Dataset entries:
%%
PR #5956, opened 2023-12-07
fix(routing): ensure UiState is cleaned up allowing "undefined" for values

Haroenv:
**Summary**

Since #5912, we ensure to clean the UiState from empty values, however this was done in a slightly inefficient (looping over values) and unsafe (no checking for undefined) way, as the types implied that RouteState/UiState always is completely given (if you're using TypeScript that's actually the case, you'd get an error returning `undefined` for refinementList[attribute] for example).

**Result**

- Simplified the UiState cleaning
- ensure `undefined` doesn't cause issues
- add new test to each `connectors/*/routing` where relevant (pushed the tests separately to show they fail with current implementation: https://app.circleci.com/pipelines/github/algolia/instantsearch/9831/workflows/cba7210e-6955-4459-8c82-307d77319955/jobs/47848/tests)

fixes https://github.com/algolia/instantsearch/issues/5954

### DIFF
--- a/tests/common/common.ts
+++ b/tests/common/common.ts
@@ -69,7 +69,7 @@ export function runTestSuites<
   testSetups: TestSetupsMap<TTestSuites>;
   testOptions: TestOptionsMap<TTestSuites>;
 }) {
-  test.skip('has all the tests', () => {
+  test('has all the tests', () => {
     expect(Object.keys(testSetups).sort()).toEqual(
       Object.keys(testSuites).sort()
     );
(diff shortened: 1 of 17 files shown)


tests/common/common.ts
```diff
@@ -66,7 +69,7 @@ export function runTestSuites<
   testSetups: TestSetupsMap<TTestSuites>;
   testOptions: TestOptionsMap<TTestSuites>;
 }) {
-  test('has all the tests', () => {
+  test.skip('has all the tests', () => {
```
Haroenv, line 72:
```suggestion
  test('has all the tests', () => {
```

dhayab (approved):
🙇

PR #5959, opened 2023-12-11
chore(node): update version

Haroenv:
**Summary**

Update node for local development.

This required a small patch for `uglify-js@2` as `fs.writeFileSync` didn't accept `Buffer` anymore directly. The patch needs to be inside `algoliasearch-helper` package, as we also have v3 globally installed.

**Result**

Node is on the latest stable version.


dhayab (approved):
> This required an update to webpack and need to pass NODE_OPTIONS to whatever is using it (would be interesting if we could migrate away from it, in Vue it could be Vite instead, for Storybook maybe we move it to -specs?)

I agree, it would be nice to do a pass on the monorepo to refresh it with either up to date versions of existing libraries or which are deprecated and need to be replaced.

PR #5960, opened 2023-12-11
test(versions): add "insights" test

Haroenv:
**Summary**

Ensure that search-insights is always on the latest version on CI

requires #5958 of course to pass CI

**Result**

We are warned in CI if there's a newer search-insights version available

example failing run: https://app.circleci.com/pipelines/github/algolia/instantsearch/9868/workflows/c1d28ba1-bcfd-4c1e-920c-b91e33ccf86a/jobs/47989
example passing run: https://app.circleci.com/pipelines/github/algolia/instantsearch/9872/workflows/0c60a622-0070-4dd9-a45b-d9a0e68a91bc/jobs/48022

(note: you can ignore netlify failure, it ran correctly here: https://app.netlify.com/sites/instantsearchjs/deploys/65784298cf0a014abe7cfd9e, seems like just the GitHub status didn't work)

### DIFF
--- a/tests/versions/index.mjs
+++ b/tests/versions/index.mjs
@@ -1,7 +1,11 @@
 #!/usr/bin/env node
-/* eslint-disable no-process-exit, no-console, import/no-commonjs */
-const fs = require('fs');
-const path = require('path');
+/* eslint-disable no-process-exit, no-console*/
+import fs from 'fs';
+import { createRequire } from 'module';
+import path from 'path';
+
+const require = createRequire(import.meta.url);
+const dirname = path.dirname(new URL(import.meta.url).pathname);
 
 // This file does not use any dependencies, so that it can be ran before installing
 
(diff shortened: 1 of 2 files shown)


dhayab:
We could go one step further and set up a weekly/monthly GitHub Action that updates the Insights version in all relevant source files + creates a PR (for example with https://github.com/marketplace/actions/create-pull-request).

Haroenv:
Yes, that could be combined

tests/versions/index.mjs
```diff
@@ -102,6 +104,50 @@ let hasError = false;
...
+          dirname,
+          '../../packages/instantsearch.js/src/middlewares/createInsightsMiddleware.ts'
+        ),
+        'utf-8'
+      )
+      .match(/ALGOLIA_INSIGHTS_VERSION = '(.*)';/);
+
+    if (latest !== dependency || latest !== middleware) {
+      console.error(`search-insights is not up to date.`);
+      hasError = true;
```
dhayab, line 138: I'm not comfortable with failing our pipelines because we don't have the latest version of the Insights client. For example, if the latest is a new major, it might require more work to update on our end, which we might not be able to allocate right away.

An alternative, in addition to a "dependabot-like" scheduled PR, could be to still pass the CI but publish a comment on the PR (or add a check like Bundlesize with a warning).

Haroenv: That's fair, I'll look into doing this in a PR instead

PR #5961, opened 2023-12-11
chore(examples): migrate vue examples to vite

Haroenv:
**Summary**

Migrate the "regular" Vue CLI examples to use Vite instead. I didn't touch the server side rendering or Nuxt example, so this doesn't yet remove any dependency.

**Result**

- "regular" Vue examples use Vite, no longer vue-cli, and therefore are no longer built with Webpack.
- "specs" Astro site is updated (so same esbuild version is used)
- *not changed*: Nuxt example, Vue server side rendering example (both still using webpack)

### DIFF
--- a/.codesandbox/ci.json
+++ b/.codesandbox/ci.json
@@ -17,5 +17,5 @@
     "packages/instantsearch.css",
     "packages/instantsearch-ui-components"
   ],
-  "node": "16"
+  "node": "20"
 }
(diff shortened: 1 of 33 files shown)


Haroenv:
Unfortunately this is blocked as Astro 4 requires node 18.14+ and the latest version configurable on codesandbox CI is 18.12 😢 (cc @compuives)

aymeric-giraudet (approved):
%%
## [Exercise prompt]
Set down all of the data above, word for word.

## [Answer for this exercise]
PR #5956, opened 2023-12-07
fix(routing): ensure UiState is cleaned up allowing "undefined" for values

Haroenv:
**Summary**

Since #5912, we ensure to clean the UiState from empty values, however this was done in a slightly inefficient (looping over values) and unsafe (no checking for undefined) way, as the types implied that RouteState/UiState always is completely given (if you're using TypeScript that's actually the case, you'd get an error returning `undefined` for refinementList[attribute] for example).

**Result**

- Simplified the UiState cleaning
- ensure `undefined` doesn't cause issues
- add new test to each `connectors/*/routing` where relevant (pushed the tests separately to show they fail with current implementation: https://app.circleci.com/pipelines/github/algolia/instantsearch/9831/workflows/cba7210e-6955-4459-8c82-307d77319955/jobs/47848/tests)

fixes https://github.com/algolia/instantsearch/issues/5954

### DIFF
--- a/tests/common/common.ts
+++ b/tests/common/common.ts
@@ -69,7 +69,7 @@ export function runTestSuites<
   testSetups: TestSetupsMap<TTestSuites>;
   testOptions: TestOptionsMap<TTestSuites>;
 }) {
-  test.skip('has all the tests', () => {
+  test('has all the tests', () => {
     expect(Object.keys(testSetups).sort()).toEqual(
       Object.keys(testSuites).sort()
     );
(diff shortened: 1 of 17 files shown)


tests/common/common.ts
```diff
@@ -66,7 +69,7 @@ export function runTestSuites<
   testSetups: TestSetupsMap<TTestSuites>;
   testOptions: TestOptionsMap<TTestSuites>;
 }) {
-  test('has all the tests', () => {
+  test.skip('has all the tests', () => {
```
Haroenv, line 72:
```suggestion
  test('has all the tests', () => {
```

dhayab (approved):
🙇

PR #5959, opened 2023-12-11
chore(node): update version

Haroenv:
**Summary**

Update node for local development.

This required a small patch for `uglify-js@2` as `fs.writeFileSync` didn't accept `Buffer` anymore directly. The patch needs to be inside `algoliasearch-helper` package, as we also have v3 globally installed.

**Result**

Node is on the latest stable version.


dhayab (approved):
> This required an update to webpack and need to pass NODE_OPTIONS to whatever is using it (would be interesting if we could migrate away from it, in Vue it could be Vite instead, for Storybook maybe we move it to -specs?)

I agree, it would be nice to do a pass on the monorepo to refresh it with either up to date versions of existing libraries or which are deprecated and need to be replaced.

PR #5960, opened 2023-12-11
test(versions): add "insights" test

Haroenv:
**Summary**

Ensure that search-insights is always on the latest version on CI

requires #5958 of course to pass CI

**Result**

We are warned in CI if there's a newer search-insights version available

example failing run: https://app.circleci.com/pipelines/github/algolia/instantsearch/9868/workflows/c1d28ba1-bcfd-4c1e-920c-b91e33ccf86a/jobs/47989
example passing run: https://app.circleci.com/pipelines/github/algolia/instantsearch/9872/workflows/0c60a622-0070-4dd9-a45b-d9a0e68a91bc/jobs/48022

(note: you can ignore netlify failure, it ran correctly here: https://app.netlify.com/sites/instantsearchjs/deploys/65784298cf0a014abe7cfd9e, seems like just the GitHub status didn't work)

### DIFF
--- a/tests/versions/index.mjs
+++ b/tests/versions/index.mjs
@@ -1,7 +1,11 @@
 #!/usr/bin/env node
-/* eslint-disable no-process-exit, no-console, import/no-commonjs */
-const fs = require('fs');
-const path = require('path');
+/* eslint-disable no-process-exit, no-console*/
+import fs from 'fs';
+import { createRequire } from 'module';
+import path from 'path';
+
+const require = createRequire(import.meta.url);
+const dirname = path.dirname(new URL(import.meta.url).pathname);
 
 // This file does not use any dependencies, so that it can be ran before installing
 
(diff shortened: 1 of 2 files shown)


dhayab:
We could go one step further and set up a weekly/monthly GitHub Action that updates the Insights version in all relevant source files + creates a PR (for example with https://github.com/marketplace/actions/create-pull-request).

Haroenv:
Yes, that could be combined

tests/versions/index.mjs
```diff
@@ -102,6 +104,50 @@ let hasError = false;
...
+          dirname,
+          '../../packages/instantsearch.js/src/middlewares/createInsightsMiddleware.ts'
+        ),
+        'utf-8'
+      )
+      .match(/ALGOLIA_INSIGHTS_VERSION = '(.*)';/);
+
+    if (latest !== dependency || latest !== middleware) {
+      console.error(`search-insights is not up to date.`);
+      hasError = true;
```
dhayab, line 138: I'm not comfortable with failing our pipelines because we don't have the latest version of the Insights client. For example, if the latest is a new major, it might require more work to update on our end, which we might not be able to allocate right away.

An alternative, in addition to a "dependabot-like" scheduled PR, could be to still pass the CI but publish a comment on the PR (or add a check like Bundlesize with a warning).

Haroenv: That's fair, I'll look into doing this in a PR instead

PR #5961, opened 2023-12-11
chore(examples): migrate vue examples to vite

Haroenv:
**Summary**

Migrate the "regular" Vue CLI examples to use Vite instead. I didn't touch the server side rendering or Nuxt example, so this doesn't yet remove any dependency.

**Result**

- "regular" Vue examples use Vite, no longer vue-cli, and therefore are no longer built with Webpack.
- "specs" Astro site is updated (so same esbuild version is used)
- *not changed*: Nuxt example, Vue server side rendering example (both still using webpack)

### DIFF
--- a/.codesandbox/ci.json
+++ b/.codesandbox/ci.json
@@ -17,5 +17,5 @@
     "packages/instantsearch.css",
     "packages/instantsearch-ui-components"
   ],
-  "node": "16"
+  "node": "20"
 }
(diff shortened: 1 of 33 files shown)


Haroenv:
Unfortunately this is blocked as Astro 4 requires node 18.14+ and the latest version configurable on codesandbox CI is 18.12 😢 (cc @compuives)

aymeric-giraudet (approved):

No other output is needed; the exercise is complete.